* **Extracted data**:
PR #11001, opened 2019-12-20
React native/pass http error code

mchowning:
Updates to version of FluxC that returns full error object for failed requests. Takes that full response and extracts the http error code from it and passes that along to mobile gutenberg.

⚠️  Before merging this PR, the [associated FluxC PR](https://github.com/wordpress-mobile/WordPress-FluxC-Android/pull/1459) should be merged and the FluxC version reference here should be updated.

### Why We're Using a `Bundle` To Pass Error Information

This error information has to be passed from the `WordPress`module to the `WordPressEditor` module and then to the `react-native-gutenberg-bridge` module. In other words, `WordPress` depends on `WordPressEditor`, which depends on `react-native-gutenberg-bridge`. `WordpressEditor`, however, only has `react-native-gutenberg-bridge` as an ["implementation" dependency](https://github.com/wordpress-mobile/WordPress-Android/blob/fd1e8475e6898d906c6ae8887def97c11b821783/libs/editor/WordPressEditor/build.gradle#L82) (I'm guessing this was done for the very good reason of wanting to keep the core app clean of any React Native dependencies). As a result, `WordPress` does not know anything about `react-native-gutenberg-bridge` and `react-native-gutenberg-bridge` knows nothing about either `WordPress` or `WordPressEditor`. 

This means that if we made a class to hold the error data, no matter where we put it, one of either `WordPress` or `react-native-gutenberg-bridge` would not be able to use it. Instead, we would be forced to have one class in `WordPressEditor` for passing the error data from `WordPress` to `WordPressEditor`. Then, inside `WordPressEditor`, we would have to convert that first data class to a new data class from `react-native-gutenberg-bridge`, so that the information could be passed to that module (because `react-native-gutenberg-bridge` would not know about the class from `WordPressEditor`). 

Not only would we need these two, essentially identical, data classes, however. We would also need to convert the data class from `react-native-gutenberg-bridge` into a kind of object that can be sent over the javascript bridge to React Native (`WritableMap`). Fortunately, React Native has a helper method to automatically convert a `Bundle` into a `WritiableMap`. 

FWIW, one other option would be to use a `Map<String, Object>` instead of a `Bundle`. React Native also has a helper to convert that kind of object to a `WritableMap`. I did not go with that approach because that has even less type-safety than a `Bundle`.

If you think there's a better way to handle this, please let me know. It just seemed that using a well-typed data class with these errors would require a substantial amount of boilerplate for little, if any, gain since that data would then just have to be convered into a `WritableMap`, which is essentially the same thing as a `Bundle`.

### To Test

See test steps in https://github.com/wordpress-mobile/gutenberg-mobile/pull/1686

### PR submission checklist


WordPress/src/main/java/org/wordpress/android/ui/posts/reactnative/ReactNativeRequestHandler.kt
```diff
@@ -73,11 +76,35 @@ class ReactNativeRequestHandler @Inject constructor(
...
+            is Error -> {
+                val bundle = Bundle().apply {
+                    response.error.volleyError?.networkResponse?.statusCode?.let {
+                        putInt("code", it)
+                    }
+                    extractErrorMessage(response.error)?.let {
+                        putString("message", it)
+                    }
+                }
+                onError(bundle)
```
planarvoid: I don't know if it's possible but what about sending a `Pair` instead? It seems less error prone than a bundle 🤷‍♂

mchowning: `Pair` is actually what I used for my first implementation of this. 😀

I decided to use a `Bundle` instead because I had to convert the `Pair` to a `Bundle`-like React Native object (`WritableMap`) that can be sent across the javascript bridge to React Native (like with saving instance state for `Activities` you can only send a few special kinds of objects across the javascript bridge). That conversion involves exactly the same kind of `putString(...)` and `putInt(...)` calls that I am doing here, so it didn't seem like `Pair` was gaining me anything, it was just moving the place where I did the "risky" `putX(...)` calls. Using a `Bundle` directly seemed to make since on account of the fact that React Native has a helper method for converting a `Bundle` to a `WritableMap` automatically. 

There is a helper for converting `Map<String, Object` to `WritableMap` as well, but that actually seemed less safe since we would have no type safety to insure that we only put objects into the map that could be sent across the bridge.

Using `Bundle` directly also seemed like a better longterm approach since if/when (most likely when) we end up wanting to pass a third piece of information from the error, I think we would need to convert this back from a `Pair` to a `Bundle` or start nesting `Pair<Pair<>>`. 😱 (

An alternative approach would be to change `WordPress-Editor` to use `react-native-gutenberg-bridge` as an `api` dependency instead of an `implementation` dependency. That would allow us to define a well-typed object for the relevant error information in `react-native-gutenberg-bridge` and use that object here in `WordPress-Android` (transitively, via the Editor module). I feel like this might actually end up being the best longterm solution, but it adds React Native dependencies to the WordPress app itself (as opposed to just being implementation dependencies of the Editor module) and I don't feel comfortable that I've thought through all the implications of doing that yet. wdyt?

...

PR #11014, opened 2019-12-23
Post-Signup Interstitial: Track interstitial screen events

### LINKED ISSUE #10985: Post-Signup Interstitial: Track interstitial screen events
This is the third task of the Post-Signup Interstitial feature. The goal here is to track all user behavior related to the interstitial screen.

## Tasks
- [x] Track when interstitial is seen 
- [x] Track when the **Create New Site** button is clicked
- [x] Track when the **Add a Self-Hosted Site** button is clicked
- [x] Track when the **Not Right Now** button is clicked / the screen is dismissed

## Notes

* **The task**: Among the lines above, repeat exactly those from the line with "PR #11001, opened 2019-12-20" to the line with "This error information", counting both ends.

* **Expected answer**:
PR #11001, opened 2019-12-20
React native/pass http error code

mchowning:
Updates to version of FluxC that returns full error object for failed requests. Takes that full response and extracts the http error code from it and passes that along to mobile gutenberg.

⚠️  Before merging this PR, the [associated FluxC PR](https://github.com/wordpress-mobile/WordPress-FluxC-Android/pull/1459) should be merged and the FluxC version reference here should be updated.

### Why We're Using a `Bundle` To Pass Error Information

This error information has to be passed from the `WordPress`module to the `WordPressEditor` module and then to the `react-native-gutenberg-bridge` module. In other words, `WordPress` depends on `WordPressEditor`, which depends on `react-native-gutenberg-bridge`. `WordpressEditor`, however, only has `react-native-gutenberg-bridge` as an ["implementation" dependency](https://github.com/wordpress-mobile/WordPress-Android/blob/fd1e8475e6898d906c6ae8887def97c11b821783/libs/editor/WordPressEditor/build.gradle#L82) (I'm guessing this was done for the very good reason of wanting to keep the core app clean of any React Native dependencies). As a result, `WordPress` does not know anything about `react-native-gutenberg-bridge` and `react-native-gutenberg-bridge` knows nothing about either `WordPress` or `WordPressEditor`. 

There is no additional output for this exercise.